Der Freizeit-Sport in den Bergen wird immer stärker an seinen Extremitäten, an den Polen
inszeniert. Einerseits wird er radikaler und härter. Andererseits wird er – und das angesichts
der zentralen Zielgruppen Frauen und Best Ager - weicher. Der Weg zum Glück geht
schließlich mitten durch die Natur – und hier vor allem beim Wandern. Traditionelle Berg-
Aktivitäten werden recycelt, vom Trekking, Nordic Cruising bis hin zum
Schneeschuhwandern und Schneeschuhpilgern… Wandern, Gehen als Weg zum Ich, zum
Glück ist ein anthropologisches Erbe, das wir immer wieder neu adaptieren und mit Lifestyle-
Elementen dramaturgisch aufladen müssen. Was zählt ist nicht Leistung, sondern der Feel-
Good-Faktor.
Inspiration
Der Hunger nach Inspiration wächst. Menschen wollen sich im Urlaub mit allen Sinnen neu
entdecken. Kultur-Genuss und Outdoor-Adventure dienen ebenso der Selbstentdeckung wie
spirituelle Reisen. Weltweit unternehmen 260 Millionen Gläubige eine Pilgerreise pro Jahr.
Freizeit-Angebote müssen nicht nur Fun und Genuss bieten, sondern immer stärker auch
Orientierung vermitteln. Wer bin ich, wohin gehe ich? Eine existentielle Frage, auf die
Menschen vor allem in ihrer freien Zeit eine Antwort suchen.
Narrative Erlebnisräume werden um die Aufmerksamkeit der Gäste buhlen. Inspirierende
(Hotel-)Architektur, interaktives Design sowie spannende Erlebnisräume sind gefragt – ob
Landart, multisensuelle Bühnenbilder wie Klangpisten etc. In Vorarlberg z.B. stehen hundert
mannshohe Eisenfiguren des britische Künstler Antony Gormley wundersam in der
Berglandschaft - get inspired!
Was kommt, was geht, was bleibt? Fact ist: das rein materielle Steigerungsspiel ist zu Ende,
das Betriebssystem der Tourismus-Wirtschaft wird neu konfiguriert. Die neuen Passwörter
für die Zukunft heißen: wertorientierte Innovation und nachhaltige Lebensqualität. Neue
Trends im Tourismus sowie ein gesellschaftlicher Wertewandel spielen dabei dem
hierzulande kleinteiligen und Ressourcen schonenden Tourismus in die Hände.
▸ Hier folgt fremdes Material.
Issue #2097, opened 2020-12-26
Use TlsMode::Prefer instead of TlsMode:None in notification_listener


joe-bowman:
In notification_listener, we create a postgresql connection with the param `TlsMode::None`. There is no reason to not use `TlsMode::Prefer` here and not force operators to run postgresql with `Host` over `SslHost` in pg_hba.conf.

https://github.com/graphprotocol/graph-node/blob/39287ae65a1827d0fbaf79cbc91844549ac00576/store/postgres/src/notification_listener.rs#L121

Elsewhere, `Diesel` is used and this respects the `postgres_url` passed on the command line.

joe-bowman:
Sadly, this is not as easy as it seems.

The postgres v0.15.2 library support for TLS requires an _old_ version of openssl - and upgrading runs into various issues (notably mutable borrowing of the Postgresql Client object for both Client.notifications() and a new JsonNotification object).

It'd be great to get this looked into, because disabling TLS for this feels the wrong thing to do..

leoyvens:
@joe-bowman are you still interested in this? We've since updated the `postgres` crate, if you want to try this again.

qiaozhengyuan:
Would hope this change gets deployed as when I tried to run the docker image with my own postgresql service, it failed because my postgresql enforces tls.

wup-dps:
Any update here? Does the graph-nodel support postgres over SSL?

JasoonS:
> Does the graph-node support postgres over SSL?

AFAIK not unfortunately. It is a big pity since most self maintained graphs would use a postgres instance that requires SSL.

mb-shorai:
> The postgres v0.15.2 library support for TLS requires an _old_ version of openssl - and upgrading runs into various issues (notably mutable borrowing of the Postgresql Client object for both Client.notifications() and a new JsonNotification object).

@joe-bowman how can one reproduce the issue?

mb-shorai:
I guess it can be closed now that https://github.com/graphprotocol/graph-node/pull/3503 is merged, although there is some room for improvements (e.g. don't turn the certificate validation off, but make it configurable).

PR #3503, opened 2022-04-27
Support TLS PostgreSQL connections in notification_listener

mb-shorai:
Hi, this PR implements TLS PSQL connections support for the `notification_listener`, as various managed database providers allow encrypted connections only, and it is generally a bad idea to disable encryption.

Related issue: https://github.com/graphprotocol/graph-node/issues/2097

Ging es in den letzten Jahren beim Kampf um Aufmerksamkeit vordergründig um die
Inszenierung von Superlativen (höher, schneller, weiter), so positionieren sich nun immer
mehr Destinationen mit nachhaltigen Lebensqualitäts-Profilen. Die Erfolgsformel der Zukunft,
die morgen die Berge zum Glühen bringt, heißt: Innovation mal Tradition mal Green
Lifestyle.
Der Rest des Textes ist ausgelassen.